What is interesting is that Yolo V3 is 1% better in [email protected] than CenterNet dla-34 but far worse in [email protected] and Coco AP (~8% and ~6%).

I noticed the same behaviour on my tests https://github.com/AlexeyAB/darknet/issues/3874#issuecomment-549470673, Center-Net dla-34 has 75.7% [email protected] and 41.6% Coco AP. While this [email protected] is the smallest of my trained networks, Coco AP is on of the best (between Yolo V3 Tiny Pan Mixup (40%) and Yolo V3 Tiny Pan3 (42%)).

My interpretation is that CenterNet has a better precision than Yolo but a worse recall.
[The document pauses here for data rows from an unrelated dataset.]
Issue #731, opened 2023-08-10
[FEATURE] parameterize the Folder with Files Document Loader to allow custom file extensions


rkeshwani:
As a user I'd like to add the ability to add additional file extensions to the folder with files loader so that I can load documents that aren't just text documents or the pre-coded file extensions like code for example.

One suggestion might be to allow a user to add a file extension, and then in a dropdown select from a list of pre-built loaders.
This list would include: JSONLoader, CSVLoader, TextLoader, JSONLinesLoader, PDFLoader, DOCXLoader, EPUBLoader, and UnstructuredLoader

rkeshwani:
Note: The code needs to be tested, I was unable to get it to build locally even without my changes.

rkeshwani:
This has a potential issue in that it indexes everything including node_modules, nuget packages, ruby gems, etc..
So might have to open a new ticket for reading the .gitignore file while iterating through the files or adding that as a additional parameter to respect the gitignore file.

PR #733, opened 2023-08-11
Issue #731: Add additional optional input parameter for adding additional file loaders

rkeshwani:
For now added additional input parameters to allow addition of more file loaders. Not sure if this will work well. I couldn't get the main brand to build successfully locally so I couldn't run any of the tests. I highly suggest testing this locally before approving the pull request. Original issue: Issue #731.

### DIFF
--- a/packages/components/nodes/documentloaders/Folder/Folder.ts
+++ b/packages/components/nodes/documentloaders/Folder/Folder.ts
@@ -46,7 +46,7 @@ class Folder_DocumentLoaders implements INode {
                 type: 'json',
                 optional: true,
                 additionalParams: true
-            },
+            }
         ]
     }
 
@@ -84,9 +84,9 @@ class Folder_DocumentLoaders implements INode {
             '.rs': (path) => new TextLoader(path), // Rust
             '.scala': (path) => new TextLoader(path), // Scala
             '.sc': (path) => new TextLoader(path), // Scala
-            '.scss': (path) => new TextLoader(path),// Sass
+            '.scss': (path) => new TextLoader(path), // Sass
             '.sol': (path) => new TextLoader(path), // Solidity
-            '.sql': (path) => new TextLoader(path),//SQL
+            '.sql': (path) => new TextLoader(path), //SQL
             '.swift': (path) => new TextLoader(path), // Swift
             '.markdown': (path) => new TextLoader(path), // Markdown
             '.md': (path) => new TextLoader(path), // Markdown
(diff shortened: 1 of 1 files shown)


packages/components/nodes/documentloaders/Folder/Folder.ts
```diff
@@ -54,14 +61,17 @@ class Folder_DocumentLoaders implements INode {
...
 
         const loader = new DirectoryLoader(folderPath, {
             '.json': (path) => new JSONLoader(path),
             '.txt': (path) => new TextLoader(path),
             '.csv': (path) => new CSVLoader(path),
             '.docx': (path) => new DocxLoader(path),
             // @ts-ignore
-            '.pdf': (path) => new PDFLoader(path, { pdfjs: () => import('pdf-parse/lib/pdf.js/v1.10.100/build/pdf.js') })
+            '.pdf': (path) => new PDFLoader(path, { pdfjs: () => import('pdf-parse/lib/pdf.js/v1.10.100/build/pdf.js') }),
+            ...parsedLoaders
```
HenryHengZJ, line 74: I don't think it will work. Because you need specific loader for specific file types, otherwise if let's say you have a file with extension `.ppt`, there is no loader to process the file

rkeshwani: Well this is the tricky part because you have to leave the loader selection in the hands of the user right? 

This might require an addition of a new type of user control to flowise-ui that allows a user to type in a file type and select a loader from the list. Then in this code you could create a new function that returns a instance of the loader depending on the selected loader. 

There are hundreds of file types that don't fit in this list that could use just the TextLoader. Alternatively do you suggest that I add some of the basic code extensions here? like .cs, .php, .js, .xml, .cpp, etc?

HenryHengZJ: I think for now we can just add the other extensions here. For example: 

`'.cs': (path) => new TextLoader(path),`

You can refer to all available code extensions [here](https://github.com/FlowiseAI/Flowise/blob/main/packages/components/nodes/textsplitters/CodeTextSplitter/CodeTextSplitter.ts#L33)

HenryHengZJ (approved):

HenryHengZJ:
@rkeshwani a little lint issue, if you can run `yarn lint-fix` that'll do

rkeshwani:
@HenryHengZJ done. Spaces missing after comments and commas apparently were the issue.

HenryHengZJ:
thanks @rkeshwani !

CenterNet misses lots of detections compared to Yolo but when it detects something the box location and size is better and the label is ok.
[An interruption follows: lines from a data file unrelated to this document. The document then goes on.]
PR #1076, opened 2023-10-16
Add Memory Node Input to Multi Prompt Chain

neoplastic:
Expose the memory node input inside the Multi Prompt Chain. 

I didn't know how to hide the * as I assume this is label that signifies this is required? But I've done a test to see if its required and it doesn't seem to be.


neoplastic:
Yeah... Looking through the Langchain documentation the llmChainOpts: LLMChainInput does have a memory option, however I had this working before (or seemed to) but its not now?

PR #1107, opened 2023-10-20
Feature/Postgres VS additional config

HenryHengZJ:
image


dkindlund:
So there was a problem with this fix, @HenryHengZJ.

Essentially, the `similaritySearchVectorWithScore` function wasn't getting passed the ssl parameters in order to actually connect to the Postgres DB using SSL.

Here's the fix that I think solves this problem:
https://github.com/FlowiseAI/Flowise/commit/07eb4cf8815cba8d814c2dedb6f11b8bd4b12ee5

Let me know if this makes sense to you, and I'll submit a PR for it accordingly.  Thanks!

Issue #1123, opened 2023-10-24
[BUG]TypeError: Cannot read properties of undefined (reading 'replace')


Ares0101:
2023-10-24 15:01:50 [ERROR]: Cannot read properties of undefined (reading 'replace')
TypeError: Cannot read properties of undefined (reading 'replace')
    at /home/huiyu/Flowise/node_modules/langchain/dist/embeddings/openai.cjs:142:92
    at Array.map (<anonymous>)
    at OpenAIEmbeddings.embedDocuments (/home/huiyu/Flowise/node_modules/langchain/dist/embeddings/openai.cjs:142:79)
    at MemoryVectorStore.addDocuments (/home/huiyu/Flowise/node_modules/langchain/dist/vectorstores/memory.cjs:41:54)
    at MemoryVectorStore.fromDocuments (/home/huiyu/Flowise/node_modules/langchain/dist/vectorstores/memory.cjs:129:24)
    at InMemoryVectorStore_VectorStores.init (/home/huiyu/Flowise/packages/components/dist/nodes/vectorstores/InMemory/InMemoryVectorStore.js:62:62)
    at buildLangchain (/home/huiyu/Flowise/packages/server/dist/utils/index.js:223:72)
    at async App.processPrediction (/home/huiyu/Flowise/packages/server/dist/index.js:822:40)
    at async /home/huiyu/Flowise/packages/server/dist/index.js:609:13
2023-10-24 15:01:50 [ERROR]: [server]: Error: TypeError: Cannot read properties of undefined (reading 'replace')
Error: TypeError: Cannot read properties of undefined (reading 'replace')
    at buildLangchain (/home/huiyu/Flowise/packages/server/dist/utils/index.js:235:19)
    at async App.processPrediction (/home/huiyu/Flowise/packages/server/dist/index.js:822:40)
    at async /home/huiyu/Flowise/packages/server/dist/index.js:609:13

chz8494:
I’ve seen this error before, actually very easy fix, it’s actually because of undefined pagecontent in document, only need one line, such as if doc.pagecontent !== undefined

Issue #1106, opened 2023-10-20
[BUG]TypeError: Cannot read properties of undefined (reading 'replace')


LiKe-rm:
**Describe the bug**
I select Local QnA in the marketplace, fill out the basepath and model name for ChatLocalAI and LocalAIembeeding, upload the txt file, save it and talk to it, and it reports an error TypeError: Cannot read properties of undefined ( read 'replace')

**To Reproduce**

1. Use Local QnA
2. fill out the basepath and model name for ChatLocalAI and LocalAIembeeding
3. upload the txt file
4. chat and you will see the erro

**Expected behavior**
normal conversation.

**Screenshots**
![image](https://github.com/FlowiseAI/Flowise/assets/72687314/0859c626-13a7-4f78-a9f8-d9493526c8b5)

**Additional context**
Couldn't you use flowise to load a local model?

jpcorso:
I'm having the same trouble here wile making a chat with a file

LordOfTheRats:
Same here

HenryHengZJ:
is this only happening for LocalAI?

LiKe-rm:
It seems that "Base Path" + "Module Name" should locate the model bin file, but what should I do if there are multiple bin files? For example "pytorch_model-00001-of-00002.bin", "pytorch_model-00002-of-00002.bin".

LiKe-rm:
> is this only happening for LocalAI?

It looks like this, when I replace ChatLocalAI, LocalAI Embedding with ChatOpenAI, OpenAI Embedding, it works fine

gboxxx:
I'm getting this error using OpenAI embeddings & ChatOpenAI - using the Conversational QnA Marketplace template (with Text File updated to version 2).

pinyhagt:
I'm having the same issue. Running Flowise on my local machine with OpenAI and Pinecone.

![image](https://github.com/FlowiseAI/Flowise/assets/147110829/3f78eacb-fa1a-44a8-9e03-3bd4210dbd67)

HenryHengZJ:
https://github.com/FlowiseAI/Flowise/pull/1127 this should fixed it! feel free to reopen if issue still persists

mario6464:
[...]

PR #1127, opened 2023-10-24
[Bug] Fix Cannot read properties of undefined (reading 'replace')

chz8494:
undefined document pagecontent is causing reading issue with replace function.
fix for:
#1106  #1123

### DIFF
--- a/packages/components/nodes/vectorstores/InMemory/InMemoryVectorStore.ts
+++ b/packages/components/nodes/vectorstores/InMemory/InMemoryVectorStore.ts
@@ -71,7 +71,7 @@ class InMemoryVectorStore_VectorStores implements INode {
         const flattenDocs = docs && docs.length ? flatten(docs) : []
         const finalDocs = []
         for (let i = 0; i < flattenDocs.length; i += 1) {
-            if (flattenDocs[i] !== undefined) {
+            if (flattenDocs[i] !== undefined && flattenDocs[i].pageContent !== undefined) {
                 finalDocs.push(new Document(flattenDocs[i]))
             }
         }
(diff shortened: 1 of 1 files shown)


chz8494:
@HenryHengZJ

HenryHengZJ:
thanks for the suggested fix! Can you let me know how to replicate the issue? I've been trying to use the Conversational Retrieval QA Chain template, but mine works everytime

chz8494:
For example, if you have an empty confluence page, the document results will end up with undefined pagecontent and some metadata. Also if you drag a confluence loader as document input then replace it with other loader, it also end up with undefined pagecontent with a confluence element in the document array.

HenryHengZJ:
@chz8494 do you have any other examples? I was not able to have Confluence setup correctly

packages/components/nodes/vectorstores/InMemory/InMemoryVectorStore.ts
```diff
@@ -71,7 +71,9 @@ class InMemoryVectorStore_VectorStores implements INode {
         const flattenDocs = docs && docs.length ? flatten(docs) : []
         const finalDocs = []
         for (let i = 0; i < flattenDocs.length; i += 1) {
-            finalDocs.push(new Document(flattenDocs[i]))
+            if (flattenDocs[i] !== undefined) {
+                finalDocs.push(new Document(flattenDocs[i]))
```
HenryHengZJ, line 75: yeah you are right. The error occurs when you have undefined `pageContent`. However this won't fix it because `flattenDocs[i]` is an object:
```
{
            pageContent: 'example',
            metadata: {
                url: 'pageUrl'
            }
        }
```

I think the correct fix is to check if the `pageContent` is undefined. To make it extra secure we can check `if (flattenDocs[i] !== undefined && flattenDocs[i].pageContent !== undefined)`

chz8494:
I’ll change that in my PR. My actual fix was supposed to be just "if (flattenDocs[i].pageContent !== undefined)" but had put it only flattenDocs[i] accidentally.

HenryHengZJ (approved):
thanks @chz8494 !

For example on your results Yolo V3 is near on par with CenterNet dla-34 for [email protected] but when looking at [email protected] Yolo V3 losses 23% while CenterNet losses only 14%, thus, CenterNet is more precise than Yolo on this example.

Of course newest networks such as CSR50-Panet are better than CenterNet in any category including FPS and all mAPs.

laclouis5 on 30 Jan 2020

👍1

Of course newest networks such as CSR50-Panet are better than CenterNet in any category including FPS and all mAPs.

Would you mind sharing a reference to CSR50-Panet?

reactivetype on 31 Jan 2020

@reactivetype

csresnext50-panet-spp-original-optimal.cfg
https://github.com/AlexeyAB/darknet#pre-trained-models

AlexeyAB on 31 Jan 2020

👍1

My interpretation is that CenterNet has a better precision than Yolo but a worse recall. CenterNet misses lots of detections compared to Yolo but when it detects something the box location and size is better and the label is ok.

For example on your results Yolo V3 is near on par with CenterNet dla-34 for [email protected] but when looking at [email protected] Yolo V3 losses 23% while CenterNet losses only 14%, thus, CenterNet is more precise than Yolo on this example.

@laclouis5 When comparing precision/recall of two detection architectures, it would be a fair comparison if we compare Centernet and Yolo with the same backbone. I suspect the dla-34 backbone may not be efficient and optimal.

In fact, it would be possible to use csresnext50 with Centernet. The good thing about centernet is that it's anchor-free and NMS is optional making post-processing a lot lighter. It maintains precision by enriching the supervision labels. An interesting variant of Centernet is TTFNet, which makes training even faster with better labels. https://arxiv.org/abs/1909.00700

reactivetype on 31 Jan 2020

@reactivetype

Why anchor-free is good?
What mAP can CenterNet achieve without NMS?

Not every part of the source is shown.